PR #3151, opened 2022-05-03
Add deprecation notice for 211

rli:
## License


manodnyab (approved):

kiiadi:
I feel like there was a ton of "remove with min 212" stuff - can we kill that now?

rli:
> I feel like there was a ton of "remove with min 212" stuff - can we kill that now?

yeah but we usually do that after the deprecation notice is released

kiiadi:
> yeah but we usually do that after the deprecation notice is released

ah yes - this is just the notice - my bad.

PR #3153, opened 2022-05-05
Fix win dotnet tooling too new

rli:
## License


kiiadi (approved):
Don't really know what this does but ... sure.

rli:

--------------------------------------------------

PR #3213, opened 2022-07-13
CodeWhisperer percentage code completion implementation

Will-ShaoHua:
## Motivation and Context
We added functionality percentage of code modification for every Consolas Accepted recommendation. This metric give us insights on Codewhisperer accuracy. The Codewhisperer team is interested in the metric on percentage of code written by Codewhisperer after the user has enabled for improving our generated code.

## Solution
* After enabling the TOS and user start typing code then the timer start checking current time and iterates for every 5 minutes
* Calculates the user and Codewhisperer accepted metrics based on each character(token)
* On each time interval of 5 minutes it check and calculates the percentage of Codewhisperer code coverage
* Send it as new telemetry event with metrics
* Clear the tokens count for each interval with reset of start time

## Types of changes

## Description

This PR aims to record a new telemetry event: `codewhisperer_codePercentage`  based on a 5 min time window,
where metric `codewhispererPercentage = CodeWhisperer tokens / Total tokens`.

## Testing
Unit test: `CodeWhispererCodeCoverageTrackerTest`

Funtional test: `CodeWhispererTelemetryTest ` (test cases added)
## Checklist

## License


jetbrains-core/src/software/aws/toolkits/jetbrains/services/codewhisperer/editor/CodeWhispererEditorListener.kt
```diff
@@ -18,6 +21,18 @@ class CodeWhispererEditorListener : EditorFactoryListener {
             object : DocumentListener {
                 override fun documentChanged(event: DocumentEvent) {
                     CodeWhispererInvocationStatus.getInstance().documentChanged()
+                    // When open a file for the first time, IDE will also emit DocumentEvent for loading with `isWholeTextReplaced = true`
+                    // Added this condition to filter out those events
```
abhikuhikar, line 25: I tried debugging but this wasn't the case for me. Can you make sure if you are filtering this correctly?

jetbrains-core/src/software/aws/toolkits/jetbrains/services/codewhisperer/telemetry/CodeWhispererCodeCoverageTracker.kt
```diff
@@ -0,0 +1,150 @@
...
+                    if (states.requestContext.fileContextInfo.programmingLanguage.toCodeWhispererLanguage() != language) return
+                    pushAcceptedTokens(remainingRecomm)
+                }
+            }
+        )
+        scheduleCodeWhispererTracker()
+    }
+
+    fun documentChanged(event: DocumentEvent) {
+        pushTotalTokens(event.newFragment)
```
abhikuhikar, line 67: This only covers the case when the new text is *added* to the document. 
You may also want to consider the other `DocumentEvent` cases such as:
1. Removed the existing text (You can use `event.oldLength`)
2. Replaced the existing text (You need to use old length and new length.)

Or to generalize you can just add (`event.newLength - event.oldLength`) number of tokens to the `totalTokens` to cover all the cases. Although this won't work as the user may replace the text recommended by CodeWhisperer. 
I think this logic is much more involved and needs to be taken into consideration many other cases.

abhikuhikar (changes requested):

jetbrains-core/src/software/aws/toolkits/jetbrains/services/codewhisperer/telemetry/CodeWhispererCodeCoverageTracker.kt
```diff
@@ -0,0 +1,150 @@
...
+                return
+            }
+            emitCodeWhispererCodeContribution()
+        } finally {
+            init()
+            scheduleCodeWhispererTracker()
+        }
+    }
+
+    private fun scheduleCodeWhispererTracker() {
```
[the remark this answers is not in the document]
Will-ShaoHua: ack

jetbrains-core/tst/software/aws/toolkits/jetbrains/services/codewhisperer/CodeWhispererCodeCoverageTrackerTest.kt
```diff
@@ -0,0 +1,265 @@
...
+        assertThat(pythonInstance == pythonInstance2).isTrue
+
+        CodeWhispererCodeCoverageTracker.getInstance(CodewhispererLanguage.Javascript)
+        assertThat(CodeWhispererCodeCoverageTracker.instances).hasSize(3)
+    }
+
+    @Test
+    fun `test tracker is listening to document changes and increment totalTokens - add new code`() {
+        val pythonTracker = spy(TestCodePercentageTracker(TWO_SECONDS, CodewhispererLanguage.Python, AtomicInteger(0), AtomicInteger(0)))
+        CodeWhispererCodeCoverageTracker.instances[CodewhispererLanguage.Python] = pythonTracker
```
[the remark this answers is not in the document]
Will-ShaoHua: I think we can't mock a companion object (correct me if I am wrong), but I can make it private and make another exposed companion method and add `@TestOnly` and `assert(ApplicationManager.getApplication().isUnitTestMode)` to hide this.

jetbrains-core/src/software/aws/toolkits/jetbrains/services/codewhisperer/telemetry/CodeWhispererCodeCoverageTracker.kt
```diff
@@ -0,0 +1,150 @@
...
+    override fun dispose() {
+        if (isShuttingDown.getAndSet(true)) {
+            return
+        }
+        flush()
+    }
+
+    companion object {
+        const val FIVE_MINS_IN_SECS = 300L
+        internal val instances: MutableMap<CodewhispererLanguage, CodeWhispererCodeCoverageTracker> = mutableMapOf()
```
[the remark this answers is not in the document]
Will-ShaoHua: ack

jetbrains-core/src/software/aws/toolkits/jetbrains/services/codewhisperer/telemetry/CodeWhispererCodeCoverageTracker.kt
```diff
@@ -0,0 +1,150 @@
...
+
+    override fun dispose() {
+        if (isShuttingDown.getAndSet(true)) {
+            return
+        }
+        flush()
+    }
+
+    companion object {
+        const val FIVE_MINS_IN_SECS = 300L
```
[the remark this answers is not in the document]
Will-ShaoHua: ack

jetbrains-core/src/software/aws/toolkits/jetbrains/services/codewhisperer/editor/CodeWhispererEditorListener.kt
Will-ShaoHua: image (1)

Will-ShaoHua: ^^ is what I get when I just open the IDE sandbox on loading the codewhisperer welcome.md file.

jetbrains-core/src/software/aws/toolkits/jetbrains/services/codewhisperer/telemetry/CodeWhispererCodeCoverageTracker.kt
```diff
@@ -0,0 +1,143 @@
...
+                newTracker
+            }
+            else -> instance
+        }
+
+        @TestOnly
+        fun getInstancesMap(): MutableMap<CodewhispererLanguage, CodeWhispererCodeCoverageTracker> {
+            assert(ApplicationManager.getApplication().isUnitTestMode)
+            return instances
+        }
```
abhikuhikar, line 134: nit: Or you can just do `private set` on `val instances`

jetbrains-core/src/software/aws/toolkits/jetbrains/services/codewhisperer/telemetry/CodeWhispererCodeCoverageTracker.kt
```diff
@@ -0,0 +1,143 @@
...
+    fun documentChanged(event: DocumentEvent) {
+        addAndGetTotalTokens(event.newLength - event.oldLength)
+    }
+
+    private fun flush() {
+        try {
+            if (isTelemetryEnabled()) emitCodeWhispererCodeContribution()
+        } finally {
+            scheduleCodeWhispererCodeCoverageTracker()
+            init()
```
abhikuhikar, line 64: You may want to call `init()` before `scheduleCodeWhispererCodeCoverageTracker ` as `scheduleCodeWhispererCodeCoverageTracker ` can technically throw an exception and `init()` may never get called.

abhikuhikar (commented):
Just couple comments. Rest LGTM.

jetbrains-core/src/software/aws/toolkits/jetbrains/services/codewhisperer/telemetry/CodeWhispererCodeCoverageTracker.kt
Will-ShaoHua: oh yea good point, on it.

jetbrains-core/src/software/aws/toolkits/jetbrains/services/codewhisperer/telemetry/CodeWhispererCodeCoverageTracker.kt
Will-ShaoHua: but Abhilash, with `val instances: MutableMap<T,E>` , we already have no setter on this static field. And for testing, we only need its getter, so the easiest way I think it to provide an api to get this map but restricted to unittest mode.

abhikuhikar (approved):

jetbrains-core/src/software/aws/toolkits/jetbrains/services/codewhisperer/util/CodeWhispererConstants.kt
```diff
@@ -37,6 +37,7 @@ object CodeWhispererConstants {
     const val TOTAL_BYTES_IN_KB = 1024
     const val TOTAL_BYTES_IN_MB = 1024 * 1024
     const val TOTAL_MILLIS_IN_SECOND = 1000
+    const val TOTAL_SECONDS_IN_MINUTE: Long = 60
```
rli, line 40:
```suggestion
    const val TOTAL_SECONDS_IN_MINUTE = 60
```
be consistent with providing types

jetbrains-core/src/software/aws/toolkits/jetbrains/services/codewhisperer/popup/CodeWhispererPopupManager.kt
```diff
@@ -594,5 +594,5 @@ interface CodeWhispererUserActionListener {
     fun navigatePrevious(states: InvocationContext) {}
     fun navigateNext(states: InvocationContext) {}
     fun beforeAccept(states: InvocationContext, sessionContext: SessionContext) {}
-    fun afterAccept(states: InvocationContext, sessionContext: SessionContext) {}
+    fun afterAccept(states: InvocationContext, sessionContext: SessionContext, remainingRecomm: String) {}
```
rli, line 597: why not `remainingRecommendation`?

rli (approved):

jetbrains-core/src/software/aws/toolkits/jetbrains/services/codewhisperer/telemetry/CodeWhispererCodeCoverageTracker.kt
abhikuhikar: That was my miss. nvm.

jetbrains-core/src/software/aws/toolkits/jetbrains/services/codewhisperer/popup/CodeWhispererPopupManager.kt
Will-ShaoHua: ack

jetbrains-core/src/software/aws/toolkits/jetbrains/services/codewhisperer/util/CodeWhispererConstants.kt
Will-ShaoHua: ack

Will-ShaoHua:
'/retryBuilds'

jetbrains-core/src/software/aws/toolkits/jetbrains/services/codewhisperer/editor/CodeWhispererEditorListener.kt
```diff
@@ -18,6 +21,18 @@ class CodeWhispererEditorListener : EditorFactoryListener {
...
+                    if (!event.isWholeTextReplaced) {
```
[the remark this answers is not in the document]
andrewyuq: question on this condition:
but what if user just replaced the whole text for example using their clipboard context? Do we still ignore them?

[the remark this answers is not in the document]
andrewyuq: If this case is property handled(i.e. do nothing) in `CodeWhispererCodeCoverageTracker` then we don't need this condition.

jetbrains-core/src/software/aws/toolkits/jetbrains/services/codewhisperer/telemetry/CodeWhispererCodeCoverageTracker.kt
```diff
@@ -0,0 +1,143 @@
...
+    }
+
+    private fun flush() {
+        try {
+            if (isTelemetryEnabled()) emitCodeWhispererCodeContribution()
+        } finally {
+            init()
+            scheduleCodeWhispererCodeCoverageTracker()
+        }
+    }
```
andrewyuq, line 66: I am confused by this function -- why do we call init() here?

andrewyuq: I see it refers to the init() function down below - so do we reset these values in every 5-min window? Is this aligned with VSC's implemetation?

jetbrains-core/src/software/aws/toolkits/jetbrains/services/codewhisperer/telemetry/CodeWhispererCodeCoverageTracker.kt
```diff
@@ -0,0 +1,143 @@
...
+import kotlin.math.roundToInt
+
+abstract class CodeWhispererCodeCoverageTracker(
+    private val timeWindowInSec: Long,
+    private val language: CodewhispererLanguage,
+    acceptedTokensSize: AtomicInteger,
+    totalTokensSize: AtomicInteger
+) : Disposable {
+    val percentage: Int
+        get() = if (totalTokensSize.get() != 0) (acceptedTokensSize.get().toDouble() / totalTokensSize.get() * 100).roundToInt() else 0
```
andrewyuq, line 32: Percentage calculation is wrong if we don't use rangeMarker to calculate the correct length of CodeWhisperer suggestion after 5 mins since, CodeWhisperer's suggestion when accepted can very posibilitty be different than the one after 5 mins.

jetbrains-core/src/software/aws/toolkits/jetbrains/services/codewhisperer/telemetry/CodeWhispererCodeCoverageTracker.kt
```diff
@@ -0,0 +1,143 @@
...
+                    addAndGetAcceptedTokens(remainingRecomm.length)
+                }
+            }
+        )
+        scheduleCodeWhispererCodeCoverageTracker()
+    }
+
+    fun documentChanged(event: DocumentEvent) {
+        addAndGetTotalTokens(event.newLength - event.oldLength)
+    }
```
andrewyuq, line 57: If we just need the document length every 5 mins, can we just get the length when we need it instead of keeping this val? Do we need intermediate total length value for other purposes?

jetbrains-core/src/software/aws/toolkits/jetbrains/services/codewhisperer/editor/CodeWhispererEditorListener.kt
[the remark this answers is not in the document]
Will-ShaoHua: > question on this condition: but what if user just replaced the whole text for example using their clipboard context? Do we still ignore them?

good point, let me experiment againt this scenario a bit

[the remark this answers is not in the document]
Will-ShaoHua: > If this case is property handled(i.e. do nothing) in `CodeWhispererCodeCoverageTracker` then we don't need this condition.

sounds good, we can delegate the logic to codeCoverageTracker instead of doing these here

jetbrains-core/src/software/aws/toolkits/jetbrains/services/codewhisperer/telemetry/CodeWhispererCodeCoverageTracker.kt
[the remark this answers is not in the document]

--------------------------------------------------

Scan the listing for "deprecation" and copy out each line that has it.

Worked solution ▸
Add deprecation notice for 211
yeah but we usually do that after the deprecation notice is released
> yeah but we usually do that after the deprecation notice is released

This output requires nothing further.